#### Task item
In the material below, find each line with the string "example" and copy it.

#### Input records
= = =

PR #3994, opened 2021-12-05
Remove &eager sub form

codesections:
This removes the `&eager` Sub, which does not seem to exist.

(There's an `.eager` method and an `eager` statement prefix, but no Sub)


JJ (approved):
Thanks!

PR #3996, opened 2021-12-08
Document sequences like 'aa'…'cc'

codesections:
The sequence `'aa'…'cc'` does not use a `*.succ` default generator  (and this is correct [per Roast](https://github.com/Raku/roast/blob/master/S03-sequence/nonnumeric.t#L58)).

See also [Can Raku range operator on strings mimic Perl's behaviour?](https://stackoverflow.com/questions/70239228/can-raku-range-operator-on-strings-mimic-perls-behaviour/70239585) and the links cited in the answers.

### DIFF
--- a/doc/Language/operators.pod6
+++ b/doc/Language/operators.pod6
@@ -3113,7 +3113,7 @@ L<Junctions|/type/Junction>.
 
 The sequence operator invokes the generator with as many arguments as necessary.
 The arguments are taken from the initial elements and the already generated
-elements. 
+elements.
 
 An endpoint of C<*> (L<Whatever|/type/Whatever>), C<Inf> or C<∞>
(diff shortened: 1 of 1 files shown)


JJ (approved):
Nice!

coke:
is the output right? don't see the "ba" in yours.

```
$ raku -e "say 'aa'...'cc'"
(aa ab ac ba bb bc ca cb cc)
```

coke:
fails xt/trailing-whitespace.t

codesections:
Thanks, @coke, both fixed.

coke:
Thanks for the update: found a typo: "finial" should probably be "final".

coke:
Thanks for the content and quick updates, merged.

PR #3997, opened 2021-12-14
State that isa-ok matches Roles

codesections:
`Mu.isa` explicitly does *not* match roles, so it seems worth calling out that `&isa-ok` behaves differently.


JJ (approved):
Great. Thanks!

PR #4005, opened 2021-12-31
Add filename extensions page

finanalyst:
## The problem

No handy reference for best current filenaming practices

Email thread on perl6-users with approval  for idea.

## Solution provided

Page written
Propose to put in at the beginning section


doc/Language/filename-extensions.rakudoc
```diff
@@ -0,0 +1,49 @@
...
+Filename extensions can be used to associate behaviour with the file content, such as opening
+a specialised reader or editor, running a program with the file content as input, etc. On some
+operating systems, this is almost the required behaviour. Even when it is not required by the
+operating system, filename extensions provide a useful mnenomic, or reminder, about the contents
+of the file.
+
+Early filesystems, the part of the operating system handling filenames, constrained filename extensions
+to three characters after the '.'. This is no longer a constraint.
+
+=head1 History and Extensions
```
JJ, line 35: Maybe simply history. But if you decide to keep "and extensions", just put it in lowercase.

doc/Language/filename-extensions.rakudoc
```diff
@@ -0,0 +1,49 @@
...
+The Raku language was for many years known as Perl 6, and filename extensions
+were adopted accordingly. Consequently, there is a best current practice and a previous best
+practice. The following table is an attempt to list all the filename extensions, starting with the
+earliest on the left.
+
+The most recent best practice is shown in the last column.
+
+Some modules will become widely used, and will have filename extensions associated with them.
+
+A module developer / maintainer may add to the table and create a PR with the change in the
```
JJ, line 46: This is probably redundant.

doc/Language/filename-extensions.rakudoc
```diff
@@ -0,0 +1,49 @@
...
+
+=SUBTITLE The extensions recommended for files with Raku content.
+
+=begin table
+File contents      | Extensions recommended or used at one time | Current recommendation
+===================================================================================
+B<Language files>  |                                            |
+Raku script        | .pl, .p6                                   | .raku
+Raku module        | .pm, .pm6                                  | .rakumod
+Raku documentation | .pm, pm6, pod, pod6                        | .rakudoc
```
JJ, line 13: Did it ever use `.pm`?

JJ (approved):
Thanks a lot for this. I am not totally sure `documentable` will work with the new extensions, or for that matter that we want different extensions. But let's go ahead and then decide what's what.

doc/Language/filename-extensions.rakudoc
finanalyst: Redundant yes, but I tend to restate things for beginners

doc/Language/filename-extensions.rakudoc
finanalyst: Not sure .pm was ever used for documentation, but Pod::To::HTML allowed for it. So on this basis pm/pm6 were once considered acceptable.

PR #190, opened 2016-11-29
Capture next stable GHC

ggreif:


ggreif:
This is obsolete now!

PR #209, opened 2017-03-25
Add 'clashi' program and 'clash-ghc' package

### LINKED ISSUE #208: Add a 'clashi' executable
Currently, `clash` works by default in batch mode, and can be invoked in interactive mode with `clash --interactive`. This is a wonderful feature that puts it leagues ahead of most traditional HDLs, of course.

However, this is extremely tedious to type and I can feel my fingers crying every time I do it. A `clashi` executable that mimics `ghci` would be fantastic.

**Pros**:

  - Incredible bloat decrease: only %20 more effort than `clash`, as opposed to 280% for `clash --interactive`. Amazing.

**Cons**:

  - Kind of stupid to implement. I suppose A) `Setup.hs` for `clash-ghc` could install a script to do this for us; B) the `clash-ghc` package could have a new exe `clashi` that uses `process` to invoke `clash --interactive <remaining args>`, or C) somehow thread --interactive through the current `Main.hs` for `clash-ghc`, but this is complicated because doing that is GHC's responsibility when parsing arguments to create `DynFlags`.

---

I think approach 2) (simply `execve(2)` the `clash` binary) is the right approach. ([This is actually what GHC for Windows does, since it cannot use a shell script.](https://github.com/ghc/ghc/blob/master/driver/ghc/ghc.c))

thoughtpolice:
Fixes #208.

This actually takes a better approach than the suggested paths in #208 -- it splits the `clash-ghc` executable into *another* new, `clash-ghc` library. The library is then used by two simple executables, with simply pass along their arguments -- `clashi` then simply prepends `--interactive` to the argument list.

This has advantages to the suggested paths:

  - It's easy to implement with minimal overhead thanks to `System.Environment.withArgs` (which I forgot about!)
  - It's generally Quite Difficult to know where cabal will install an executable at build-time, meaning that you simply have to execute `clash` out of `$PATH` (or get your binary path and execute the `./clash` executable next to it -- but this is all unreliable.) This means users can probably get themselves into various weird states and is more complicated.
  - There's now a new module `CLaSH.Main` with a single function, `defaultMain :: [String] -> IO ()`, which could be reused by *any* haskell code to run Clash programmatically, just like you would from the command line! (For example, inside Shake.) Just use the `clash-ghc` library.

I think this is superior to every single alternative.

I also took the time to move the cbits code around to keep things a bit cleaner.


ggreif:
(C) 2017 for new files?

thoughtpolice:
@ggreif Thanks for the catch! Fixed.

christiaanb:
Thanks @thoughtpolice

PR #218, opened 2017-04-21
Sum-of-product types: unused bits now "don't-care"

### LINKED ISSUE #212: Pad sum-of-products with U / X
Currently, when sum-of-product types are translated to HDL, we pad with `0` for all constructors but the constructor with the largest fields. We should pad with `U` or `X`, so that logic synthesis has more options for optimisation.

cbiffle:
Sum-of-product types include common types like Maybe and Either.  The
representations of values of such types often have bit positions that
are unused in some cases.

For example, the type 'Maybe (Unsigned 8)' is represented as a 9-bit
type, with a 1-bit "discriminator" that is set for Just and clear for
Nothing, and an 8-bit 'Unsigned 8' payload.  In the 'Nothing' case, the
8 bits of payload are unused.

Previously, these unused bits were explicitly initialized to zero.  This
isn't wrong, but it is overly conservative, and effectively instructs
the synthesis tool to put work into ensuring the value of bits that will
never be used.

This commit switches the representation of bits to use each backend
language's "don't-care" or "unknown" representation, giving the
synthesis tool more freedom and (in my tests) producing better results.

Fixes #212

### DIFF
--- a/clash-systemverilog/src/CLaSH/Backend/SystemVerilog.hs
+++ b/clash-systemverilog/src/CLaSH/Backend/SystemVerilog.hs
@@ -724,7 +724,7 @@ expr_ _ (DataCon ty@(SP _ args) (DC (_,i)) es) = assignExpr
     argExprs   = zipWith toSLV argTys es
     extraArg   = case typeSize ty - dcSize of
                    0 -> []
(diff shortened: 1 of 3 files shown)


christiaanb:
Thanks!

= = =

#### Exercise response
  - There's now a new module `CLaSH.Main` with a single function, `defaultMain :: [String] -> IO ()`, which could be reused by *any* haskell code to run Clash programmatically, just like you would from the command line! (For example, inside Shake.) Just use the `clash-ghc` library.
For example, the type 'Maybe (Unsigned 8)' is represented as a 9-bit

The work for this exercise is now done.